Applications to Radar and Scattering

Abstract

In this chapter we propose an application of electromagnetic wavelets to radar signal analysis and electromagnetic scattering. The goal in radar, as well as in sonar and other remote sensing, is to obtain information about objects (e.g., the location and velocity of an airplane) by analyzing waves (electromagnetic or acoustic) reflected from these objects, much as visual information is obtained by analyzing reflected electromagnetic waves in the visible spectrum. The location of an object can be obtained by measuring the time delay ז between an outgoing signal and its echo. Furthermore, the motion of the object produces a Doppler effect in the echo amounting to a time scaling, where the scale factor s is in one-to-one correspondence with the object's velocity.
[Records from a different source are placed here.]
Issue #1919, opened 2023-02-14
[AGS4] Unhandled Error in the editor when left clicking on a line in a script.


tarnos12:
**Describe the bug**
When left clicking at a line of code the error pops up.
Perhaps it happens only for newly created functions before/right after saving the file.(just a hunch tho)
It happens only for specific lines which seems to be related to a specific function hence the above statement.
It could also be related to my layout:
![d5dfc238b64881be36cc1c5272dd1a53](https://user-images.githubusercontent.com/10388576/218611869-44b979a8-9c9d-4f03-a11b-70a34cb9c1b8.png)

```
Error: InvalidArgument=The value '4' is not a valid value for 'index'.
Parameter name: index
Version: AGS 3.99.101.0

System.ArgumentOutOfRangeException: InvalidArgument=The value '4' is not a valid value for 'index'.
Parameter name: index
    at System.Windows.Forms.ComboBox.ObjectCollection.get_Item(Int32 index)
    at AGS.Editor.ComboBoxCustom.<OnCreateControl>b__4_2(Object s, DrawItemEventArgs a)
    at System.Windows.Forms.DrawItemEventHandler.Invoke(Object sender, DrawItemEventArgs e)
    at System.Windows.Forms.ComboBox.OnDrawItem(DrawItemEventArgs e)
    at System.Windows.Forms.ComboBox.WmReflectDrawItem(Message&m)
    at System.Windows.Forms.ComboBox.WndProc(Message&m)
    at AGS.Editor.ComboBoxCustom.WndProc(Message&m)
    at System.Windows.Forms.Control.ControlNativeWindow.OnMessage(Message&m)
    at System.Windows.Forms.Control.ControlNativeWindow.WndProc(Message&m)
    at System.Windows.Forms.NativeWindow.Callback(IntPtr hWnd, Int32 msg, IntPtr wparam, IntPtr lparam)
```

**AGS Version**
AGS 4.0
https://cirrus-ci.com/build/5180877416693760

**To Reproduce**
I can't reproduce it.

ivan-mogilko:
Also reproduced in 3.6.0:
#2268

AlanDrake:
I'm still not sure what's going on there, but I expect the problem is happening inside the `DrawItem += (s, a) =>` event inside ComboBoxCustom.

That's where the ineex is being accessed for drawing the item.  I wonder if the event is being added multiple times, or if it's a concurrency issue. Maybe the latter?

[...]

PR #2272, opened 2023-12-21
Editor: ensure themed combobox item index is valid

ericoporto:
for #1919

Not the proper fix but it should at least prevent things from crashing.


ivan-mogilko:
Could you please add a TODO or FIXME comment somewhere around this code, mentioning to check how incorrect index is getting there?

ericoporto:
I think it may be an issue where something takes a certain time to run (why Tarnos get in his long db code and Edmundito gets in his Tween module I guess), and also where something is ran in a draw that should be in an UI thread or similar ([example here](https://jonskeet.uk/csharp/threads/winforms.html)), but I still haven't figured it out exactly.

PR #2275, opened 2023-12-24
More fixes for AAssetStream

ivan-mogilko:
I've been doing adjustments in Stream classes lately, and while reading AAssetStream code noticed that OwnHandle and WrapHandle methods do not actually work, because the associated constructor does not assign a member pointer (and does not init few other members). I guess this was never used nor tested. So I refactored the class a little: picked out a method for opening AAsset pointer by name, and have Open/OpenSection methods take this pointer and "own" parameter. Then they may be called from that non-working constructor too.

Other than that, fixed couple of minor mistakes (minor in the sense that they would rarely be an issue in practice, but still):
* in Seek method "current offset" has to be remembered only after successful asset seek, and old pos kept if there was an error. At least according to fseek documentation, it is supposed to keep old stream position on error. AAsset docs do not explicitly mention this, but I make a guess that it has similar logic.
* in OpenSection method fixed offsets clamping to clamp against real start of the stream (this is in case someone passes a negative offset), and changed the exception message to something more suitable for this case.

### DIFF
--- a/Common/util/aasset_stream.cpp
+++ b/Common/util/aasset_stream.cpp
@@ -28,25 +28,24 @@ namespace AGS
     namespace Common
     {
         AAssetStream::AAssetStream(const String &asset_name, int asset_mode, DataEndianess stream_endianess)
-                : DataStream(stream_endianess)
-                , _aAsset(nullptr)
+            : DataStream(stream_endianess)
         {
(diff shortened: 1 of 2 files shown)


ivan-mogilko:
Tested this, and appears working...

PR #2284, opened 2024-01-07
Common: fix typo leads out of range memcpy

ericoporto:
Hey, I think this is a typo, `LEGACY_MAX_CHAR_NAME_LEN` should really be `LEGACY_MAX_SCRIPT_NAME_LEN` here (they have different max sizes)

### DIFF
--- a/Common/game/main_game_file.cpp
+++ b/Common/game/main_game_file.cpp
@@ -603,12 +603,12 @@ void UpgradeCharacters(GameSetupStruct &game, GameDataVersion data_ver)
     // Fixup charakter script names for 2.x (EGO -> cEgo)
     if (data_ver <= kGameVersion_272)
     {
-        char namelwr[LEGACY_MAX_CHAR_NAME_LEN];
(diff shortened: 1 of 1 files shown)


Common/game/main_game_file.cpp
```diff
@@ -608,7 +608,7 @@ void UpgradeCharacters(GameSetupStruct &game, GameDataVersion data_ver)
         {
             if (chars[i].legacy_scrname[0] == 0)
                 continue;
-            memcpy(namelwr, chars[i].legacy_scrname, LEGACY_MAX_CHAR_NAME_LEN);
+            memcpy(namelwr, chars[i].legacy_scrname, LEGACY_MAX_SCRIPT_NAME_LEN);
```
ivan-mogilko, line 611: This is correct, but then namelwr should also be made an array of this size, for consistency. (It is declared few lines above.)

ericoporto: Ah, thanks, didn't notice it!

Issue #816, opened 2019-06-05
MAXSAVEGAMES  50


rofl0r:
with quest for infamy, i'm constantly hitting this limit. this is pretty annoying, i constantly have to delete old savegames.

the gui part even seems to be unable to display more than the latest 20 savegames (macro gets redefined). can't really figure out a good reason why it shouldn't be possible to display all savegames in the listbox.

ivan-mogilko:
This is one of those things that continiously get postponed because they are "less important". (This limit only persists if developer used built-in functions to fill the save list)

Should be trivial to remove though.

ivan-mogilko:
> It should be trivial to remove this limit.

Hmm... ok, not so trivial, because of this: https://github.com/adventuregamestudio/ags/blob/master/Engine/ac/game.cpp#L2504

sonneveld:
Is it possible for the game to determine if there's enough space for a new save game? Or does it have to rely on an error message occurring on save?

ivan-mogilko:
> Is it possible for the game to determine if there's enough space for a new save game? Or does it have to rely on an error message occurring on save?

Do you mean a disk space, an available save slot, or available slot in the internal array?

sonneveld:
> Do you mean a disk space, an available save slot, or available element in the internal array limited by MAXSAVEGAMES?

I guess all of the above. I know some games already check if the savegamelist has 50 items so they can show their own message.

sonneveld:
`The SaveGameDialog function uses slots numbered from 1 to 20` <-- from the manual, is this still true?

sonneveld:
Also, some games use custom save slot numbers (like 101, or maybe even 21) for auto save. They can pick these numbers because the engine dialog reserves slots 1-20.

ivan-mogilko:
MAXSAVEGAMES is an arbitrary limit only used in default API functions which display list of saves. Probably intended to emulate old Sierra games.
AGS itself technically supports save slots from 0 to 999, with 999 usually reserved for automatic checkpoint.
I don't think it tests for available disk space before trying to save.


> Also, some games use custom save slot numbers (like 101, or maybe even 21) for auto save. They can pick these numbers because the engine dialog only reserves slots 1-20.

Yes, I did not consider that at first. This could be a real problem.
Removing the list limit itself is not that hard, but this has to be somehow consistent with the script API.
Game developers must be able to limit what is shown in these automatic dialogs.

[...]

PR #2289, opened 2024-01-09
Script API: in FillSaveGameList() accept a range of slots

ivan-mogilko:
I don't like adding "last minute" things  to an upcoming release, but this request seemed easy enough to try.

Historically FillSaveGameList has a hardcoded range of 0 to 99 slots, and for some reason also additionally limits total shown slots to 50 items. This change lets user to tell which range of slots to fill, and removes item count limit, because it makes no sense anymore.

```
/// Fills the list box with the current user's saved games in the given range of slots.
import int  FillSaveGameList(int min_slot = 0, int max_slot = 99);
```

**Backwards compatibility**
Old compiled games will be using same old range (0-99) and 50 items limit.

### DIFF
--- a/Editor/AGS.Editor/Resources/agsdefns.sh
+++ b/Editor/AGS.Editor/Resources/agsdefns.sh
@@ -1869,8 +1869,8 @@ builtin managed struct ListBox extends GUIControl {
 	import void Clear();
 	/// Fills the list box with all the filenames that match the specified file mask.
 	import void FillDirList(const string fileMask);
-	/// Fills the list box with all the current user's saved games.
-	import int  FillSaveGameList();
+	/// Fills the list box with the current user's saved games in the given range of slots.
+	import int  FillSaveGameList(int min_slot = 0, int max_slot = 99);
 	/// Gets the item index at the specified screen co-ordinates, if they lie within the list box.
 	import int  GetItemAtLocation(int x, int y);
 #ifndef STRICT_STRINGS
--- a/Engine/ac/global_game.cpp
+++ b/Engine/ac/global_game.cpp
@@ -228,7 +228,7 @@ void FillSaveList(std::vector<SaveListItem> &saves, unsigned bot_index, unsigned
 int GetLastSaveSlot()
 {
     std::vector<SaveListItem> saves;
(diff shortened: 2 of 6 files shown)


ericoporto:
This is related to #816 (I think)

ivan-mogilko:
It is related, but the #816 was about solving this when running already existing games without rescripting them.

This pr only lets game authors to show more in their games. There may have to be a separate change to let override this limit in existing games.

ericoporto:
> I might actually add the config option which hacks this number for testing / running old games, which will likely be enough to close

Not sure if we need another hack for changing old things, if it's working as is, it's fine, better to look into the future - less options are less surface for bugs.

ivan-mogilko:
This is for running old games with the backwards compatible engine.

ivan-mogilko:
I am actually going to suspend this, so converted to draft for the time being.

While the change to FillSaveGameList itself is really trivial, the consequence is that people may use any arbitrary range of saves.
And then this old DeleteSaveSlot behavior gets in a way:
https://adventuregamestudio.github.io/ags-manual/Globalfunctions_General.html#deletesaveslot
> for historical reasons, when deleting slots in the range of 1 to 50, this function also moves highest slot found in that range to fill the freed slot. For example, if there were slots 1, 2, 3, 4, 5 and DeleteSaveSlot removes slot 3, then save in slot 5 will be renamed to become slot 3.
See commit: https://github.com/adventuregamestudio/ags/pull/2289/commits/8e07fcd191ea55f9a9cee51cae4de07462346209

If I allow to list any arbitrary range of saves in the listbox, then this behavior must also be either adjusted or removed.
As a consequence, there's a chance this will break some game logic, because currently games might account for this, or even use this behavior on purpose. 
Which in turn may lead to users requesting additional setup or commands (like RenameSaveSlot, for a hypothetical example).
In other words, this may require some extra api design, which should not be done in a rush.

ivan-mogilko:
I might remake this PR for ags4 instead, and later see if that is safe to backport or anything for some tiny 3.6 update.

ivan-mogilko:
Implemented in ags4 by #2293. This may be later backported to ags3 branch if really wanted.

PR #2292, opened 2024-01-10
Editor: fix '\[' sequences lost in textual properties

### LINKED ISSUE #2288: Escape of `[` character no longer possible in Label
**Describe the bug**
Using `\[` should escape a `[` character when used in a label. Instead, we get a new line. This can be seen directly in the Editor but it will also show as the same when running the game.

**AGS Version**
v3.6.1.16

**To Reproduce**
1. Create a game from a template
2. Either use an existing GUI or create a new GUI and add a Label
3. In the Label, set it's text property to something like `Test \[ a ]`
4. See it will instead show as
```
Test
 a ]
```

**Expected behavior**
It should read as `Test [ a ]` in the label.

**Screenshots**
image

**Desktop:**
 - OS: Windows
 - Version: 10

**Additional context**
I noticed this in my Don't Give Up the Cat game, because I use `[ ]` and `[x]` as checkbox in the menu options for selecting either Windowed or Fullscreen.

ivan-mogilko:
Fix #2288

The '[' is still supported as a linebreak in 3.* branch, for backwards compatibility. If user wants to have literal '[' they have to escape it like '\\['. But recent change 432ae84 have introduced Unescape call for properties (in order to support '\n' etc). Unescape call removes backslashes in unrecognized sequences. So now we have to add this hack, escaping a backslash with another backslash, this will keep it intact.

### DIFF
--- a/Editor/AGS.Editor/DataFileWriter.cs
+++ b/Editor/AGS.Editor/DataFileWriter.cs
@@ -292,7 +292,10 @@ namespace AGS.Editor
         /// <param name="text"></param>
         public static string TextProperty(string text)
         {
-            return Regex.Unescape(text);
+            // Escape backslashes before brackets: for '\[' support;
+            // this is needed because Unescape will delete '\' in unrecognized sequence.
+            string escapedText = text.Replace("\\[", "\\\\[");
+            return Regex.Unescape(escapedText);
         }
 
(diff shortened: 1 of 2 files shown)


ericoporto:
This successfully fixes #2288 in my tests!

The wideband ambiguity function is the correlation between the echo and an arbitrarily time-delayed and scaled version of the outgoing signal. It is a maximum when the time delay and scaling factor best match those of the echo. This allows a determination of s and ז, which then give the approximate location and velocity of the object. The wideband ambiguity function is, in fact, nothing but the continuous wavelet transform of the echo, with the outgoing signal as a mother wavelet! When the outgoing signal occupies a narrow frequency band around a high carrier frequency, the Doppler effect can be approximated by a uniform frequency shift. The wideband ambiguity function then reduces to the narrow band ambiguity function, which depends on the time delay and the frequency shift. This is essentially the windowed Fourier transform of the echo, with the outgoing signal as a basic window. The ideas of Chapters 2 and 3 therefore apply naturally to the analysis of scalar-valued radar and sonar signals in one (time) dimension. But radar and sonar signals are actually waves in space as well as time. Therefore they are subject to the physical laws of propagation and scattering, unlike the unconstrained time signals analyzed in Chapters 2 and 3. Since the analytic signals of such waves are their wavelet transforms, it is natural to interpret the analytic signals as generalized, multidimensional wideband ambiguity functions. This idea forms the basis of Section 10.2.